Work item
Word for word, copy the line containing "playback = AVFoundationPlayback(options: options)" and each line after it in the records below, ending with the last line.

Available data
PR #99, opened 2016-07-25
Support Carthage

diegomarcon:


towerz:
@diegomarcon I don't think we should include Carthage dependencies on our repository. Instead, we should either ignore those (since Carthage checks them out by itself) or use submodules instead.

diegomarcon:
@towerz Agree. Also removed 'Pods' folder that was added by mistake

towerz:
:beers:

PR #356, opened 2019-10-25
Release Clappr from CI

BruunoMM:
## 🏁  Goal: 
It makes possible to make a release directly from the CI machine, deducting the new version number from the project's `Info.plist` file.

## ✅  How to test:
We would need to generate a release in order to test this lane.


lfonseca:
One of the initials concerns about this feature was to assure that the release should be done using the the revision that originated the pipeline. Was it considered?

paulogama14:
> One of the initial concerns about this feature was to assure that the release should be done using the revision that originated the pipeline. Was it considered?

Nice, we've added a verify before the script execution.

PR #357, opened 2019-10-31
Prevent quick-seek on overlay plugins

caiobzen:
## 🏁 Goal:
- To prevent quick seek to overpass the overlay plugins while presenting them

## ✅ How to test:
1. Create a dummy DrawerPlugin:

```swift
    }

        return 32.0
    }

    override func render() {
        super.render()

        view.backgroundColor = .red
    }
}
```
and add it to the list of built in plugins `(Player.swift file)`

2. Run the sample app
3. Tap on the red area to present the drawer plugin
4. Try to double tap the screen like if you were to quick seek forward or backward
5. Nothing should happen

### DIFF
--- a/Sources/Clappr_iOS/Classes/Plugin/Core/Drawer/DrawerPlugin.swift
+++ b/Sources/Clappr_iOS/Classes/Plugin/Core/Drawer/DrawerPlugin.swift
@@ -29,6 +29,7 @@ open class DrawerPlugin: OverlayPlugin {
         didSet {
             let event: Event = isClosed ? .didHideDrawerPlugin : .didShowDrawerPlugin
             core?.trigger(event)
+            isClosed ? hide() : show()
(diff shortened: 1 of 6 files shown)


Sources/Clappr_iOS/Classes/Plugin/Core/Drawer/DrawerPlugin.swift
```diff
@@ -29,6 +29,7 @@ open class DrawerPlugin: OverlayPlugin {
         didSet {
             let event: Event = isClosed ? .didHideDrawerPlugin : .didShowDrawerPlugin
             core?.trigger(event)
+            isClosed ? hide() : show()
```
paulogama14: I think that we can group this logic, once the rule is verify if plugind isClosed. What do you think?

PR #358, opened 2019-11-11
Add the current live date property to playback

caiobzen:
## 🏁 Goal:
As we need to know what time is the current live date, we are adding a property that is meant to expose the current live time of a given video.

## ✅ How to test:
1. Since this property is not used in the current player sample app, please run the tests and see that nothing breaks.

### DIFF
--- a/Tests/Clappr_Tests/Classes/Plugin/Playback/AVFoundationPlaybackTests.swift
+++ b/Tests/Clappr_Tests/Classes/Plugin/Playback/AVFoundationPlaybackTests.swift
@@ -489,6 +489,22 @@ class AVFoundationPlaybackTests: QuickSpec {
                         expect(playback.currentDate).to(equal(date))
                     }
                 }
+
+                describe("#currentLiveDate") {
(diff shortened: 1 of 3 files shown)


Tests/Clappr_Tests/Classes/Plugin/Playback/AVFoundationPlaybackTests.swift
```diff
@@ -489,6 +489,46 @@ class AVFoundationPlaybackTests: QuickSpec {
...
+                        it("returns the currentLiveDate of the video") {
+                            let playback = StubbedLiveDatePlayback(options: [:])
+                            playback.player = player
+                            let currentDate = Date()
+
+                            item.set(currentDate: currentDate)
+                            playback._position = 30
+                            playback._duration = 1000
+
+                            expect(currentDate.timeIntervalSince1970).to(beLessThan(playback.currentLiveDate?.timeIntervalSince1970))
```
lfonseca: Nice!

PR #362, opened 2019-12-11
Trigger events to identify states

BruunoMM:
# Goal
To trigger state events right after some user action, such as seek, play and pause.

# How To Test
1. Run the sample app

#### Scenario 1 | Paused
1. Pause the video
1. Seek to any position
1. Check if there was a `on Pause` in the console right after the `on didSeek`.

#### Scenario 2 | Playing
1. Play the video
1. Seek to any position
1. Check if there was a `on Play` in the console right after the `on didSeek`.

#### Scenario 3 | Stalling
1. Force the player to buffer (This can be done by simulating a poor connection)
1. Seek to any position
1. Check if there was a `on Stalling` in the console right after the `on didSeek`.

*We've commented a test because the fix to make it succeed will come in another PR.*

### DIFF
--- a/Tests/Clappr_Tests/Classes/Plugin/Playback/AVFoundationPlaybackStateMachineEventsTests.swift
+++ b/Tests/Clappr_Tests/Classes/Plugin/Playback/AVFoundationPlaybackStateMachineEventsTests.swift
@@ -73,33 +73,33 @@ class AVFoundationPlaybackStateMachineEventsTests: QuickSpec {
                     }
                 }
 
-//                context("when play and seek to end") {
-//                    it("triggers events following the state machine pattern") {
-//                        let options = [kSourceUrl: "http://clappr.sample/master.m3u8"]
-//                        let playback = AVFoundationPlayback(options: options)
-//                        let expectedEvents: [Event] = [
-//                            .ready, .willPlay, .stalling, .willPlay, .stalling, .playing,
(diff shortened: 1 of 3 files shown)


Tests/Clappr_Tests/Classes/Plugin/Playback/AVFoundationPlaybackStateMachineEventsTests.swift
```diff
@@ -72,14 +73,41 @@ class AVFoundationPlaybackStateMachineEventsTests: QuickSpec {
                     }
                 }
 
-                context("when play and seek to end") {
+//                context("when play and seek to end") {
```
johnmartinstw: Will we leave this block of code commented? We want this?

dezouzart: we made a few tests with the stalling event adjustment (like bruno explained last tech session). And since we slitted the PR, we had to comment "correct tests" which are failing. We'll uncomment those when the other PR comes.
But if you want to, we can just delete it and then rewrite it on stalling event adjustment PR. Which do you prefer?

johnmartinstw: I did not know that. We can leave it like this then. ;)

Exercise response
-//                        let playback = AVFoundationPlayback(options: options)
-//                        let expectedEvents: [Event] = [
-//                            .ready, .willPlay, .stalling, .willPlay, .stalling, .playing,
(diff shortened: 1 of 3 files shown)


Tests/Clappr_Tests/Classes/Plugin/Playback/AVFoundationPlaybackStateMachineEventsTests.swift
```diff
@@ -72,14 +73,41 @@ class AVFoundationPlaybackStateMachineEventsTests: QuickSpec {
                     }
                 }
 
-                context("when play and seek to end") {
+//                context("when play and seek to end") {
```
johnmartinstw: Will we leave this block of code commented? We want this?

dezouzart: we made a few tests with the stalling event adjustment (like bruno explained last tech session). And since we slitted the PR, we had to comment "correct tests" which are failing. We'll uncomment those when the other PR comes.
But if you want to, we can just delete it and then rewrite it on stalling event adjustment PR. Which do you prefer?

johnmartinstw: I did not know that. We can leave it like this then. ;)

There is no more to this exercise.